### EXERCISE GOAL
An exact, complete copy of the data that follows is needed.

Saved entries
PR #3734, opened 2016-09-06
[Python, Ruby, PHP] Validate min/maxItems

scop:
This adds validation for min/maxItems in templates. For some reason the checks don't end up in generated models but only to the apis, but I believe that's a problem somewhere else (and models should receive the validation as well once that issue gets fixed, wherever it is).


wing328:
@scop thanks for the PR. I think that's because [CodegenProperty](https://github.com/swagger-api/swagger-codegen/blob/master/modules/swagger-codegen/src/main/java/io/swagger/codegen/CodegenProperty.java) is missing maxItems and minItems 

After adding these new properties, you will need to update `modules/swagger-codegen/src/main/java/io/swagger/codegen/DefaultCodegen.java` to populate them.

scop:
I already did that, but to my surprise it didn't have any effect whatsoever. Maybe I missed something; anyway I'd prefer to address that maybe sometime later in a separate PR and have this go in already in its current form if it's fine with you.

wing328:
Maybe the issue is with the Swagger Parser

wing328:
It's actually with swagger-core. [AbstractSerializableParameter](https://github.com/swagger-api/swagger-core/blob/master/modules/swagger-models/src/main/java/io/swagger/models/parameters/AbstractSerializableParameter.java#L39-L40) has `maxItems` and `minItems` but [AbstractProperty](https://github.com/swagger-api/swagger-core/blob/master/modules/swagger-models/src/main/java/io/swagger/models/properties/AbstractProperty.java) does not have something similar.

scop:
I'm not intimately familiar with swagger-core at all, but AbstractProperty doesn't have string related properties such as min/maxLength or pattern either, yet they work fine in codegen. For strings they're in StringProperty, and similarly ArrayProperty has min/maxItems for arrays, so I suppose it might not be that clear cut that the issue is there.

(Aside, if you're involved with core, there's https://github.com/swagger-api/swagger-core/pull/1907 waiting for action...)

wing328:
OK. No idea off the top of my head. Will take a deeper look later.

### EXERCISE OUTPUT
PR #3734, opened 2016-09-06
[Python, Ruby, PHP] Validate min/maxItems

scop:
This adds validation for min/maxItems in templates. For some reason the checks don't end up in generated models but only to the apis, but I believe that's a problem somewhere else (and models should receive the validation as well once that issue gets fixed, wherever it is).


wing328:
@scop thanks for the PR. I think that's because [CodegenProperty](https://github.com/swagger-api/swagger-codegen/blob/master/modules/swagger-codegen/src/main/java/io/swagger/codegen/CodegenProperty.java) is missing maxItems and minItems 

After adding these new properties, you will need to update `modules/swagger-codegen/src/main/java/io/swagger/codegen/DefaultCodegen.java` to populate them.

scop:
I already did that, but to my surprise it didn't have any effect whatsoever. Maybe I missed something; anyway I'd prefer to address that maybe sometime later in a separate PR and have this go in already in its current form if it's fine with you.

wing328:
Maybe the issue is with the Swagger Parser

wing328:
It's actually with swagger-core. [AbstractSerializableParameter](https://github.com/swagger-api/swagger-core/blob/master/modules/swagger-models/src/main/java/io/swagger/models/parameters/AbstractSerializableParameter.java#L39-L40) has `maxItems` and `minItems` but [AbstractProperty](https://github.com/swagger-api/swagger-core/blob/master/modules/swagger-models/src/main/java/io/swagger/models/properties/AbstractProperty.java) does not have something similar.

scop:
I'm not intimately familiar with swagger-core at all, but AbstractProperty doesn't have string related properties such as min/maxLength or pattern either, yet they work fine in codegen. For strings they're in StringProperty, and similarly ArrayProperty has min/maxItems for arrays, so I suppose it might not be that clear cut that the issue is there.

(Aside, if you're involved with core, there's https://github.com/swagger-api/swagger-core/pull/1907 waiting for action...)

wing328:
OK. No idea off the top of my head. Will take a deeper look later.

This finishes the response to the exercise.